We’ve gotten used to measuring CPU cache performance parameters and RAM latencies, so why not do the same for GPUs? Like CPUs, GPUs have evolved to use multi-level cache hierarchies to address the growing gap between computing performance (GPU) and memory (VRAM), and just like CPUs, we can use dots pointer lookup reference (in OpenCL) to measure the cache latency and VRAM of the graph.
VRAM Latency on Ampere and RDNA Graphics 2
The cache in AMD RDNA 2 graphics cards is very fast and there is a lot of it. Compared to Ampere, latency is lower at all levels, and Infinity Cache it only adds around 20nm compared to L2 cache and has lower latency than Ampere’s L2. Surprisingly, RDNA 2’s VRAM latency is roughly the same as NVIDIA’s Ampere, although RDNA 2 performs two additional levels of cache checking on the way to memory.
In contrast, NVIDIA is left with a more conventional memory subsystem with only two levels of cache and high latency on L2. Going from L1 dedicated to Ampere SMs to L2 takes more than 100 ns; RDNA 2’s L2 cache is around 66ns of L0, even with an L1 cache between them. Bypassing the huge die of the GA102 chip seems to take many cycles for Ampere GPUs, penalizing their performance.
This could explain the excellent performance that AMD’s RDNA 2 graphics provide at lower resolutions. RDNA 2’s low latency L2 and L3 caches can give you an advantage with smaller workloads, where occupancy is too low to obfuscate latency. In comparison, Ampere chips require more parallelism in order to stand out in terms of performance.
If we compare CPU and GPU, we see a massacre
CPUs are designed to run serious workloads as fast as possible, while GPUs are designed to run massive workloads in parallel. Since the test has been done with OpenCL, we can run it without modification on a CPU to see how it compares to a GPU.
In the example above, a Haswell processor is used whose cache and DRAM latencies are so low that a logarithmic scale has had to be used, since otherwise it would be seen as a flat line well below the RDNA 2 figures. Core i7-4770 with 1600MHz DDR3 used CL9 can do a memory round trip in just 63ns, while a Radeon RX 6900 XT with GDDR6 takes 226ns to do the same process, over 3.5 more times.
However, from another perspective, the latency of the GDDR6 VRAM itself is not that bad. A CPU or GPU has to check the cache before putting it into memory, and therefore we can get a more ‘raw’ view of memory latency just by looking at how long it takes for data to go into memory from that hits the cache. The delta between a hit and a last-level cache error is 53.42 ns in Haswell and 123.2 ns in RDNA 2.
What about previous generation GPUs?
The Maxwell and Pascal architectures are very similar, and a GTX 980 Ti is likely to suffer due to a larger die and lower clock speeds, so data takes longer to physically pass through the chip. NVIDIA does not allow OpenCL to use the L1 texture cache on any of the architectures, so unfortunately the first thing you see is the L2 cache.
Turing begins to look more like Ampere; there’s relatively low L1 latency, then L2, and finally memory. L2 latency seems more or less in line with Pascal, while raw memory latency looks similar up to 32MB as well, and then goes higher.
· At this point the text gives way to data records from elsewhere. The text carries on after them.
PR #1125, opened 2026-07-01
Simplify gradient and hessian computation in tests

gautierronan:
Small refactor to simplify lengthy and intractable analytical formulas inside tests.


abocquet (approved):

Nicolas-Lepage (approved):
Thanks @gautierronan for the second pass on the hessian code !

PR #1128, opened 2026-07-01
Fix arithmetic methods fallback for QArrays

### LINKED ISSUE #1123: QArray.__mul__ raises "NotImplementedError" instead of returning "NotImplemented", breaking __rmul__ dispatch
`SparseDIAQArray.__mul__` (and likely `DenseQArray.__mul__`) raises `NotImplementedError` instead of returning `NotImplemented` when the operand is not a batched scalar. This breaks  Python's reflected operator protocol: `__rmul__` on the right-hand operand is never tried because a raised exception propagates immediately, whereas returning `NotImplemented` would trigger the fallback.

## Reproducer

```python
import dynamiqs as dq

class MyScalar:
    def __rmul__(self, other):
        return "__rmul__ called"

s = MyScalar()
print(dq.sigmax() * s)  # raises NotImplementedError, should print "__rmul__ called"
```

## Expected behaviour
`dq.sigmax() * s` falls back to `s.__rmul__(dq.sigmax())`.

## Actual behaviour
`NotImplementedError` is raised in `QArray.__mul__`.

## Fix
Return `NotImplemented` instead of raising in the `is_batched_scalar` guard:
```python
if not is_batched_scalar(y):
    return NotImplemented
```

## Version
dynamiqs 0.3.4

gautierronan:
- Fix `NotImplemented` protocol handling in QArray arithmetic (`__mul__`, `__truediv__`, `__sub__`, `__pow__`) — previously any unrecognized operand raised `NotImplementedError`, breaking fallback to the other operand's reflected method (e.g. `dq.sigmax() * custom_obj` couldn't use `custom_obj.__rmul__`). This fixes https://github.com/dynamiqs/dynamiqs/issues/1123. 
- Fix infinite recursion when a `str` is passed to `isqarraylike`, `to_jax`, `to_numpy`, `get_dims` (e.g. `dq.asqarray('abc')` used to raise `RecursionError`).
- Widen `__mul__`/`__rmul__`/`__truediv__` type hints from `ArrayLike` to `QArrayLike` for consistency with `__add__`/`__sub__`; make `is_batched_scalar` a `TypeGuard` to keep this type-safe.
- Deduplicate repeated operand-resolution logic in `MaterializedQArray` into a shared `_resolve_operand` helper.

### DIFF
--- a/dynamiqs/_utils.py
+++ b/dynamiqs/_utils.py
@@ -1,6 +1,6 @@
 from __future__ import annotations
 
-from typing import Any, get_args
+from typing import Any, TypeGuard, get_args
 
 import equinox as eqx
 import jax.numpy as jnp
@@ -45,7 +45,7 @@ def concatenate_sort(*args: Array) -> Array:
     return jnp.sort(jnp.concatenate(args))
 
 
-def is_batched_scalar(y: Any) -> bool:
+def is_batched_scalar(y: Any) -> TypeGuard[ArrayLike]:
     # check if a qarray-like is a scalar or a set of scalars of shape (..., 1, 1)
     return isinstance(y, get_args(ScalarLike)) or (
         isinstance(y, get_args(ArrayLike))
--- a/dynamiqs/qarrays/composite_qarray.py
+++ b/dynamiqs/qarrays/composite_qarray.py
@@ -141,7 +141,7 @@ class CompositeTerm(eqx.Module):
 
     # === Arithmetic ===
 
-    def __mul__(self, y: ArrayLike) -> CompositeTerm:
+    def __mul__(self, y: QArrayLike) -> CompositeTerm:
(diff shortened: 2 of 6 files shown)


Nicolas-Lepage (dismissed):
Thanks for this! I'll admit I was a bit lost in the reflection logic at first. One thing I noticed: all the new tests check the `NotImplemented`/`raise` dispatch logic, but none check that the valid paths (e.g. dividing by an actual scalar, multiplying by a real `QArrayLike`) still compute the correct result after these changes. Do we have enough coverage elsewhere to be confident this didn't accidentally break or over-raise on legitimate inputs?

gautierronan:
Yes, the tests that check the validity of the output are stored in `tests/qarrays/test_dense_qarray.py` and `tests/qarrays/test_sparse_dia_qarray.py` respectively. There's a check for each arithmetic operation for the various input types it accepts.

PR #1131, opened 2026-07-09
Speedup CI by introducing test sharding

gautierronan:
This PR introduces test sharding using `pytest-split`, such that different runners run different parts of the tests in parallel. This speeds up the CI from ~25 minutes to ~5 minutes, and also makes it easier to see what failed. 

To split the tests, I introduce a very simple rule that sets tests marked as instant to 0.1 seconds, tests marked as short to 2 seconds, and tests marked as long to 15 seconds. Then, the split is made automatically such as to balance the expected runtime between runners.

Example of the new CI (failing here):
Screenshot 2026-07-09 at 18 25 50


abocquet (dismissed):

Nicolas-Lepage (dismissed):
Thanks @gautierronan for this helpful CI change. I took a look more out of curiosity than actual review since I don't know much on this, but one thing to flag: tests without an explicit priority default to the "instant" bucket, so if we're not careful, larger tests could end up miscategorized as instant and throw off the shard balance.

gautierronan:
> Thanks @gautierronan for this helpful CI change. I took a look more out of curiosity than actual review since I don't know much on this, but one thing to flag: tests without an explicit priority default to the "instant" bucket, so if we're not careful, larger tests could end up miscategorized as instant and throw off the shard balance.

Good point, I'll fix this in a separate PR.

PR #325, opened 2021-06-21
Fix failing snyk running on forks

pavolloffay:


pavolloffay:
The issue is that the `SNYK_TOKEN` is not added to the build. It worked in the ht-service https://github.com/hypertrace/hypertrace-service/runs/2876248502#step:4:5

pavolloffay:
The solution is to use `pull_request_target` conf in the workflow config e.g. https://github.com/hypertrace/hypertrace-service/blob/main/.github/workflows/pr-build.yml#L6. 

This makes the secrets available to the fork builds https://docs.github.com/en/actions/reference/events-that-trigger-workflows

pavolloffay:
@ryandens see now https://github.com/hypertrace/javaagent/pull/323 is passing.

PR #331, opened 2021-07-06
Fix flaky undertow test

pavolloffay:


instrumentation/undertow/undertow-1.4/src/test/java/io/opentelemetry/javaagent/instrumentation/hypertrace/undertow/v1_4/UndertowInstrumentationTest.java
```diff
@@ -108,8 +108,8 @@ void postUrlEncoded() throws InterruptedException, TimeoutException, IOException
       assertEquals(200, response.code());
     }
 
-    List<List<SpanData>> traces = TEST_WRITER.getTraces();
```
pavolloffay, line 111: @ryandens another comment on using `final` everywhere. The test class looks messy, I am obviously against using `final` where no necessary, but here it's even messier bc it's not used consistently. It degrades code quality.

pavolloffay:
It seems that the fix didn't work, the first build failed on the same error.

```
UndertowInstrumentationTest > postUrlEncoded() FAILED
    org.opentest4j.AssertionFailedError at UndertowInstrumentationTest.java:113
```

pavolloffay:
I will merge this as it is an improvement, the traces should be queried after wait statement.

PR #336, opened 2021-07-13
🐛  fix bug where release pipeline is triggered on every branch creation

ryandens:
## Description
Currently, when a new branch is created, a release pipeline is triggered. i believe that is because the syntax of the GitHub actions workflow for our release pipeline needs to be tweaked to use the YAML path `on.push.tags` rather than `on.create.tags`. 

See:
- https://docs.github.com/en/actions/reference/workflow-syntax-for-github-actions#onpushpull_requestbranchestags
- https://github.community/t/how-to-run-github-actions-workflow-only-for-new-tags/16075/18

### DIFF
--- a/.github/workflows/release.yaml
+++ b/.github/workflows/release.yaml
@@ -1,7 +1,7 @@
 name: release
 on:
-  create:
-    tags: ['^[0-9]+\.[0-9]+\.[0-9]+']
+  push:
+    tags: ['[0-9]+\.[0-9]+\.[0-9]+']
 
 jobs:
   test:


ryandens:
I noticed that this occurred when I created a new branch, so I cancelled the workflow. This has been happening for a while, but up until the migration away from CircleCI this pipeline was essentially a no-op so it did no harm. Now, it could

ryandens:
Example canceled workflow: https://github.com/hypertrace/javaagent/actions/runs/1026610635

davexroth (approved):

pavolloffay:
It's a common practice to use branches in forks and keep the upstream with only main or maintenance branches.

pavolloffay:
I am curious do you have a link to CI run for your branch? The release job uses pattern match (e.g. `x.x.x`) that should not match your feature branch.

ryandens:
The problem was the syntax of the yaml file, which was  the yaml path `on.create.tags`. This isn't a valid configuration option for GitHub actions, it should be `on.push.tags` as this PR changes it to be. Now, the pattern match is enforced

PR #345, opened 2021-08-27
Upgrade otel 1 4 1

ryandens:
## Description

### Testing

### Checklist:

### Documentation


ryandens:
This PR obviates the need for #341 and helps us avoid the un-shading 😄

smoke-tests/src/test/resources/otel.yaml
```diff
@@ -27,7 +27,7 @@ exporters:
 service:
   pipelines:
     traces:
-      receivers: [otlp]
+      receivers: [otlp, zipkin, jaeger]
```
pavolloffay: since we have never supported jaeger we should just remove it from here.

buildSrc/src/main/java/io/opentelemetry/instrumentation/gradle/AutoInstrumentationPlugin.java
```diff
@@ -43,6 +51,40 @@ public void apply(Project project) {
             });
   }
 
+  private void addDependencies(Project project) {
```
pavolloffay, line 54: Am I right that all projects that use auto-instrumenation-plugin will add the following dependencies?

instrumentation/apache-httpasyncclient-4.1/src/main/java/io/opentelemetry/javaagent/instrumentation/hypertrace/apachehttpasyncclient/ApacheAsyncClientInstrumentationModule.java
```diff
@@ -95,70 +103,113 @@ public int order() {
...
+    private static final Logger log =
+        LoggerFactory.getLogger(DelegatingCaptureBodyRequestProducer.class);
+
+    private static final Lookup lookup = MethodHandles.lookup();
+    private static final MethodHandle getContext;
+
+    static {
+      MethodHandle localGetContext;
+      try {
+        Field contextField = WrappedFutureCallback.class.getDeclaredField("context");
```
pavolloffay, line 137: Could you please create an issue in the OTEL upstream to expose the context and add TODO comment here with the link.

instrumentation/build.gradle.kts
```diff
@@ -44,6 +18,7 @@ dependencies{
     implementation(project(":instrumentation:netty:netty-4.1"))
     implementation(project(":instrumentation:undertow:undertow-1.4"))
     implementation(project(":instrumentation:undertow:undertow-servlet-1.4"))
+    implementation(project(":instrumentation:vertx:vertx-web-3.0"))
```
pavolloffay, line 21: good catch :)

instrumentation/vertx/vertx-web-3.0/build.gradle.kts
```diff
@@ -18,6 +18,7 @@ muzzle {
         group = "io.vertx"
         module = "vertx-web"
         versions = "[3.0.0,4.0.0)"
+//        extraDependency("io.netty:netty-codec-http:4.0.38.Final")
```
pavolloffay, line 21: remove?

testing-common/src/testFixtures/java/org/hypertrace/agent/testing/TestOpenTelemetryInstaller.java
```diff
@@ -33,13 +34,25 @@ public TestOpenTelemetryInstaller(SpanProcessor spanProcessor) {
...
   @Override
-  public void beforeByteBuddyAgent(Config config) {
+  public void beforeAgent(Config config) {
     OpenTelemetrySdk.builder()
         .setTracerProvider(SdkTracerProvider.builder().addSpanProcessor(spanProcessor).build())
         .setPropagators(ContextPropagators.create(W3CTraceContextPropagator.getInstance()))
         .buildAndRegisterGlobal();
+
+    try {
+      Class<?> agentInitializerClass =
```
pavolloffay, line 44: Could you please document this work-around? Is there upstream issue to handle this properly?

pavolloffay (commented):
Great work 💯 . This seems much better than the shadowing approach in the previous PR. 

Added some minor comments.

buildSrc/src/main/java/io/opentelemetry/instrumentation/gradle/AutoInstrumentationPlugin.java
ryandens: Correct!

instrumentation/apache-httpasyncclient-4.1/src/main/java/io/opentelemetry/javaagent/instrumentation/hypertrace/apachehttpasyncclient/ApacheAsyncClientInstrumentationModule.java
ryandens: Unfortunately, I'm not sure that it's a reasonable expectation for them to do this. Before, we accessed the context via a public access to a `final` field on `DelegatingRequestProducer`. However, in [OTEL java-instrumentation pull 3209](https://github.com/open-telemetry/opentelemetry-java-instrumentation/pull/3209/files) a change was made to postponing http client span creation until the request is available. This meant that the `DelegatingRequestProducer` no longer has a client context when it is instantiated, but rather sets a new `volatile` field on `WrappedFutureCallback`. I don't think it's a reasonable ask to expose this volatile field, and I can see why they would not want to expose a nullable volatile field to downstream instrumentation libraries as it can only be invoked after the `DelegatingRequestProducer.generateRequest`. IMO I think we should refactor our implementation of this instrumentation to not rely on this field and instead be able to do something like `Java8BytecodeBridge.currentSpan()` but for some reason I can't get that to work properly. I'll add a comment indicating this

testing-common/src/testFixtures/java/org/hypertrace/agent/testing/TestOpenTelemetryInstaller.java
ryandens: No upstream issue here because I'm working on a strategy to get us leveraging more of their test fixtures

instrumentation/netty/netty-4.1/build.gradle.kts
```diff
@@ -42,8 +42,8 @@ afterEvaluate{
 val versions: Map<String, String> by extra
 
 dependencies {
+    implementation("io.opentelemetry.instrumentation:opentelemetry-netty-4.1:${versions["opentelemetry_java_agent"]}")
     implementation("io.opentelemetry.javaagent.instrumentation:opentelemetry-javaagent-netty-4.1:${versions["opentelemetry_java_agent"]}")
```
shashank11p, line 46: In other frameworks above, we have made this testImplementation.

instrumentation/netty/netty-4.1/build.gradle.kts
```diff
@@ -42,8 +42,8 @@ afterEvaluate{
 val versions: Map<String, String> by extra
 
 dependencies {
+    implementation("io.opentelemetry.instrumentation:opentelemetry-netty-4.1:${versions["opentelemetry_java_agent"]}")
```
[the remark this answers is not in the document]
ryandens: `netty-4.0` does not have a "standalone library" instrumentation module like `netty-4.1` does. netty-4.0 depends on the `javaagent` module to get compile-time access in our deployed code to code defined in OTEL (like tracers, attribute keys, etc)

instrumentation/netty/netty-4.1/build.gradle.kts
ryandens: We can move it to `testImplementation` when our code in `src/main` does not reference OTEL code defined in the instrumentation module. Ideally, we would only have to depend on `io.opentelemetry.instrumentation:opentelemetry-netty-4.1` for compiling our main source set and use the  `io.opentelemetry.javaagent.instrumentation:opentelemetry-javaagent-netty-4.1` in our test runtime. However, we need compile access to things like the `NettyHttpServerTracer` in our main source set

davexroth (approved):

As for AMD, there is no explanation for the latency being so low below 32 KB. AMD says Terascale has an 8 KB L1 data cache but the results don’t match; the test might be hitting some kind of vertex reuse cache (since memory payloads are compiled into vertex fetch clauses).
GNC and RDNA 2 look as expected, and it is quite interesting to see that AMD’s latency at all levels decreases as time passes.